The ingest.sh
shell script is used to ingest data onto a PNDA cluster.
To install dependencies and configure the tool through secured KNOX gateway, run the install
command with the KNOX Gateway URL
ingest.sh install https://<knox FQDN>:<port>/gateway/<topology_name> <path_to_CA_root_certificate>
e.g
ingest.sh install https://knox.service.dc1.pnda.local:8443/gateway/pnda /root/pndaproject/pnda-cli/platform-certificates/pndaproject-ca.crt
For SSL certificate verification, enter the path to root CA certificate(This certificate can be retrieved from "pnda-cli/platform-certificates/pndaproject-ca.crt")
Please check with your cluster administrator for the correct IP address and port, as it may change in production deployments.
To upload file or directory onto a cluster, run the upload
command with the dir/file name.
You can use the -f
flag to overwrite existing files, and -t number of threads
for parallelism.
It prompts to enter username & password for Knox gateway authentication
ingest.sh upload localfile or local_directory
e.g
ingest.sh upload Readme.txt
ingest.sh upload -f -t 10 /user/data
Once the upload completes, verify whether the transferred files are stored in the /user/pnda/PNDA_datasets/bulk/
folder in HDFS.
The tool depends on the hdfs
python pip package.
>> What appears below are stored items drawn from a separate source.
Issue #775, opened 2023-10-15
Add `get_state_async` documentation


1tnguyen:
- Add `get_state_async` examples to the `platform` docs page.

- Layout/format examples on the page to improve navigation/readability.

PR #2063, opened 2024-08-08
Add `get_state_async` examples to the `mqpu` platform docs

1tnguyen:
### Description

We've had these two `get_state_async` (py and cpp) examples added and tested for some time.
However, they were not included in the docs. Hence, this PR fixes that.

**Note**: the [linked issue](https://github.com/NVIDIA/cuda-quantum/issues/775) also mentioned layout/format/etc. since it's from a long time ago when we didn't use tabs throughout the docs to show C++ and Python examples. Since then, they have all been reorganized. 

Resolved https://github.com/NVIDIA/cuda-quantum/issues/775


khalatepradnya (approved):
LGTM. Thanks, Thien!

PR #2068, opened 2024-08-08
Add interface to exclude any permutation of arguments

schweitzpgi:
when performing argument conversion.

There is both a "drop_front" style interface to support the legacy style and a fully generalized interface to allow the filtering of any permutation of arguments.

~Requires #2043 to be merged first.~


1tnguyen (approved):
LGTM 👍

PR #2074, opened 2024-08-09
Stitch separate QIR pipelines together

bmhowe23:
This is just a draft to allow some others to review the approach to reconcile the full QIR path with the wireset-base/adaptive-profile QIR path. It tries to use common code where possible, so I updated the wireset-based path to invoke some of the standard QIR passes.

Note: https://github.com/NVIDIA/cuda-quantum/pull/2145 (targeting `main`) does the decomposition updates in a more preferable way, so this PR should be updated once the other one is merged everwhere.


lib/Optimizer/CodeGen/ConvertToQIRProfile.cpp
```diff
@@ -214,6 +214,15 @@ struct AddFuncAttribute : public OpRewritePattern<LLVM::LLVMFuncOp> {
     bool isAdaptive = convertTo == "qir-adaptive";
     const char *profileName = isAdaptive ? "adaptive_profile" : "base_profile";
 
+    StringRef requiredQubitsStr(std::to_string(info.nQubits));
```
schweitzpgi, line 217: This looks like it may be unsafe. `to_string` is returning a new `string` object, but that object isn't interned anywhere so the `StringRef` would be set to reference an object that could be deleted at the end of the statement.

lib/Optimizer/CodeGen/WireSetsToProfileQIR.cpp
```diff
@@ -254,6 +256,16 @@ struct WireSetToProfileQIRPass
...
         regNameMap[disc.getOperation()] = "?";
     });
+    std::optional<std::uint32_t> highestIdentity;
+    op.walk([&](quake::BorrowWireOp op) {
+      highestIdentity = highestIdentity
+                            ? std::max(*highestIdentity, op.getIdentity())
+                            : op.getIdentity();
+    });
+    if (highestIdentity)
+      op->setAttr(cudaq::opt::QIRRequiredQubitsAttrName,
```
schweitzpgi, line 266: I think this needs to be done over the entire Module and not just this function. We may have more than 1 kernel in the Module.

lib/Optimizer/CodeGen/WireSetsToProfileQIR.cpp
```diff
@@ -419,6 +436,9 @@ void cudaq::opt::addWiresetToProfileQIRPipeline(OpPassManager &pm,
     wopt.convertTo = profile.str();
   pm.addNestedPass<func::FuncOp>(cudaq::opt::createWireSetToProfileQIR(wopt));
   pm.addPass(cudaq::opt::createWireSetToProfileQIRPost());
+  // Perform final cleanup for other dialect conversions (like func.func)
+  pm.addPass(cudaq::opt::createConvertToQIR());
+  cudaq::opt::addQIRProfilePipeline(pm, profile, /*performPrep=*/false);
```
schweitzpgi, line 441: My intention was to not run these. I'm not entirely sure why they are needed? This pipeline encodes "these passes must be run together in this order", as a sort of "if you don't do it this way, all bets are off", so this seems like the wrong place from that perspective.

ConvertToQIR's primary purpose is to convert the code to "full QIR" form. And the point of this wireset pass pipeline is to _not_ convert to "full QIR" at all.

There is an independent `cc-to-llvm` pass that does the work of converting the CC dialect to LLVM. That seems like it should be closer to what we really want to use after this pass pipeline.

It's also strange to run the conversion from full QIR to profile _foo_ QIR pass since the input isn't, and will never be, full QIR here.

I assume that there are small side-effects as far as attributes being stuck on the Module, etc. that are the real driver here. It would be nice to know exactly what those are...

runtime/common/RuntimeMLIRCommonImpl.h
```diff
@@ -373,7 +375,16 @@ qirProfileTranslationFunction(const char *qirProfile, mlir::Operation *op,
     pm.enableStatistics();
   std::string errMsg;
   llvm::raw_string_ostream errOs(errMsg);
-  cudaq::opt::addPipelineConvertToQIR(pm, qirProfile);
+  bool containsWireSet =
+      op->walk<mlir::WalkOrder::PreOrder>([](quake::WireSetOp wireSetOp) {
+          return mlir::WalkResult::interrupt();
+        }).wasInterrupted();
```
schweitzpgi, line 381: Won't this be more predictable (perhaps in the future)? It seems like we will know that if the target selected is _foo_ then the compiler will be running qubit management, mapping, etc. and scanning for the presence of an Op in the Module won't be needed or determinative of what has to happen next. If mapping uses wire_set and the output doesn't have a wire_set, then we can just raise a fatal error.

lib/Optimizer/CodeGen/WireSetsToProfileQIR.cpp
bmhowe23: > I'm not entirely sure why they are needed?

These were needed for to get everything to lower correctly. Rather than copy/paste the items I needed for the small number of test cases I was dealing with, I tried to err on the side of use common code to ensure that it is a bit more future-proof. (At least that was my thinking.)

The first line (`createConvertToQIR`) was added primarily due to needing to convert the `func.func` to `llvm.func`, but there are bunch of other ones that I believe could pop up, such as the conversions happening in and around here:
https://github.com/NVIDIA/cuda-quantum/blob/515d5b1e967ecdc4549774e001323746179122f3/lib/Optimizer/CodeGen/ConvertToQIR.cpp#L177

The second line adds these items: (code link) https://github.com/bmhowe23/cuda-quantum/blob/cf82cb5a868ff8428777372bb4b65caa757ebca6/lib/Optimizer/CodeGen/ConvertToQIRProfile.cpp#L545-L548

See the manually added inline comments for explanations for each one of them.
```cpp
  createConvertToQIRFuncPass(convertTo); // need QIR function attributes
  createQIRToQIRProfilePass(convertTo); // may not be needed but does no harm
  createVerifyQIRProfile(...); // need to verify the generated QIR as the appropriate base profile or adaptive profile
```

There may be other ways to refactor this so that the full QIR path and the wireset QIR path use common code, but I was initially trying to keep the changeset as small as possible.

lib/Optimizer/CodeGen/ConvertToQIRProfile.cpp
bmhowe23: > This looks like it may be unsafe. `to_string` is returning a new `string` object, but that object isn't interned anywhere so the `StringRef` would be set to reference an object that could be deleted at the end of the statement.

Yeah, I was surprised this worked. Here is the relevant section of StringRef.h:
```cpp
    /// Disallow accidental assignment from a temporary std::string.
    ///
    /// The declaration here is extra complicated so that `stringRef = {}`
    /// and `stringRef = "abc"` continue to select the move assignment operator.
    template <typename T>
    std::enable_if_t<std::is_same<T, std::string>::value, StringRef> &
    operator=(T &&Str) = delete;
```
So it looks like it would protect me because it would move a temporary if it could, but I should probably update this to be safe.

lib/Optimizer/CodeGen/WireSetsToProfileQIR.cpp
bmhowe23: Addressed in d00b1a001. I also made it do something similar for QIR result numbers, too.

lib/Optimizer/CodeGen/ConvertToQIRProfile.cpp
bmhowe23: Updated in 96d09dfe3

bmhowe23:
Closing in lieu of #2163

PR #2077, opened 2024-08-12
Follow-up to #1603 - fix `kronprod` bug occurring with Nvidia simulators

### LINKED ISSUE #2076: `qvector` initialization from state does not work unless no other qubits have been allocated yet
### Required prerequisites

### Describe the bug

There is a bug introduced in PR #1603 that is causing state initialization from vectors to behave incorrectly. This causes incorrect simulation results on the `nvidia-*` targets.

The following example that tries to initialize 20 qubits (`q`) from a state vector after declaring an initial qubit `p` demonstrates the problem.
```python
import cudaq

@cudaq.kernel
def kernel(vec : list[complex]):
    p = cudaq.qubit()
    q = cudaq.qvector(vec)
    mz(p)
    mz(q)

v = [0. + 0j] * (1024*1024)
v[1024*1024-1] = 1.
print(cudaq.sample(kernel, v))
```
When run on a system with Nvidia GPUs, it produces the following result.
```bash
$ python3 test.py
{ 111111111111111111111:1000 }
```

### Expected behavior

The above result is incorrect. It should be `011111111111111111111` since qubit `p` should have been initialized to the `|0>` state.

Yes, it was first broken in ad367c1bc

### Environment

- **CUDA Quantum version**: 0.8.0 (occurred right before the release)
- **Python version**: N/A
- **C++ compiler**: N/A
- **Operating system**: N/A

### Suggestions

PR is forthcoming.

bmhowe23:
Fixes #2076


unittests/integration/get_state_tester.cpp
```diff
@@ -165,3 +165,28 @@ CUDAQ_TEST(GetStateTester, checkOverlapFromHostVector) {
   EXPECT_NEAR(1.0, state.overlap(hostState).real(), 1e-3);
 }
 #endif
+
+#ifdef CUDAQ_SIMULATION_SCALAR_FP64
+using SimScalarType = double;
```
amccaskey, line 170: Can't you use `cudaq::real` ?

bmhowe23: > Can't you use `cudaq::real` ?

Ah, thanks. I didn't see that. Updated in 1e04dd696.

1tnguyen (approved):
LGTM 👍 Thanks, Ben!

PR #2079, opened 2024-08-12
Explanation added to bloch sphere documentation

mmvandieren:
### Description

problems: 
* the explanation for the need for 3D was inaccurate as |i> and -|i> lie on the same 2D plane as |+> and |-> and are also examples of equal superposition so they are subsumed in the previous sentence.  
* there was no connection between the text and the image of the bloch sphere. in particular the variables phi and theta were undefined.

pull request: addressed these 2 problems with edits to the text


khalatepradnya (approved):
LGTM.

image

The install
command when run also sets up the package, as well as populating the cli config.
- Sometime the files or nested directories are not overwritten for large folders. In such case rerun the upload command with -f switch.
- Appending a '/' slash at the end seem to have weird effect, in some case even overwriting the directory. To upload a directory just use its name as the argument.